I have a friend with a small shetland mare that had a positive result twice , once at about 40 days post breeding, once at 60 days post breeding. We are thinking of doing a wee foal 120 to confirm if she is in fact bred or not, with so many questions surrounding the 38's. The mare is now roughly 170 days from last cover date. Mare has not returned into heat.

So again if you have had or know of anyone having a false POSITIVE please share for my own benifit


----------



## lkblazin (Jan 8, 2015)

I have a mare that I believe to be pregnant. I tested her around 40days. It came up negative. I feel that she is pregnant due to bodily changes ( big belly, large bag, cranky). Although who knows maybe its a false pregnancy. I also got a blank show on my other mare. She is indeed pregnant. I did three tests on her they allllll came out smeared and blurry. I paid 170 something for all the tests. I will never do that again.

Hope this kinda helps you. Its just my experience with the test.


----------



## Rocklone Miniature Horses (Jan 8, 2015)

My wee38 had a faint positive line on it, and the mare came back into season a few days later so according to the company this meant that the mare had slipped a foal.


----------



##  (Jan 8, 2015)

I have never used the wee foal tests, but from what I've read here on many different threads, the wee38 is really not accurate.
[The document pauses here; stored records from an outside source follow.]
Issue #327, opened 2026-05-04
Harden OpenClaw plugin metadata + remediate ClawHub security findings on `nevermined-payments` skill


aaitor:
## Why

The OpenClaw skill listed at https://clawhub.ai/aaitor/nevermined-payments/security/openclaw is currently flagged with **6 findings** (verdict: *Review*, confidence: *High*) and is the most visible "Suspicious-adjacent" public result in the Nevermined ecosystem today. The listing is owned by `@aaitor` (not `nevermined-io`), publishes as `MIT-0 v0.1.0` (we ship `Apache-2.0 1.1.1`), and exposes neither a source repository link, a homepage, nor declared credentials — which is what drives the *Review* verdict.

ClawHub's skill scanner ([`openclaw/clawhub` `convex/lib/skills.ts`](https://github.com/openclaw/clawhub/blob/main/convex/lib/skills.ts)) reads SKILL.md frontmatter under `metadata.clawdis` (or `clawdbot` / `openclaw`) and recognises `homepage`, `author`, `links.{repository,homepage,documentation,changelog}`, `requires.{bins,anyBins,env,config}`, `envVars` (`{name,required?,description?}`), and `dependencies` (`{name,type,version?,url?,repository?}`). The publish payload also accepts a `source` block (`kind:"github"`, `repo`, `ref`, `commit`, `path`) for provenance — none of which the current `aaitor/nevermined-payments` listing carries.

But many have said that the wee120 has been quite accurate.


----------



## Chilam (Jan 9, 2015)

I tested three mares with 38 last summer. All three came negative. Two of mares asre for sure pregnant, one looks like she could be but not confirmed. One I probably tested too late (60-120 days), she might have been pregnant before I thought she could be, because she seems to "be" in heat cycles when pregnant too.. One was tested at about 60 days, she is confirmed to be pregnant ant last one, the not sure-mare, was tested at 50 days.


----------



## targetsmom (Jan 9, 2015)

I actually ran a test similar to the ones the OP did on the Wee Foal 38 when I got a negative result on a mare I thought was positive. Since I had an extra test, I ran a second test on the same urine sample right after the first one. When that one came back positive, I lost all faith in the Wee Foal 38s but I have always had good luck (100% accuracy) with the 120s. I have read a lot of similar results from other forum members so I don't think it was just me or my mares. I also think the 2 tests are based on very different measures and one reason I like the 120 is because it supposedly won't give a false positive if the mare lost the foal, like I believe the 38 can.


----------



##  (Jan 9, 2015)

Hi Mary. I'm so glad you saw this, as I knew you had several experiences with the wee foal test, but couldn't remember the specifics, but knew the wee foal 38 was the one you had problems with. So glad you're still here for us!!!


----------



## QueenBey (Jan 10, 2015)

120 was right on the money for me, have been told terrible things about the 38 and a lot of stockists won't sell it in Australia because it's so unreliable.


----------



## Bonny (Jan 10, 2015)

Thank You so very much for sharing your experiences!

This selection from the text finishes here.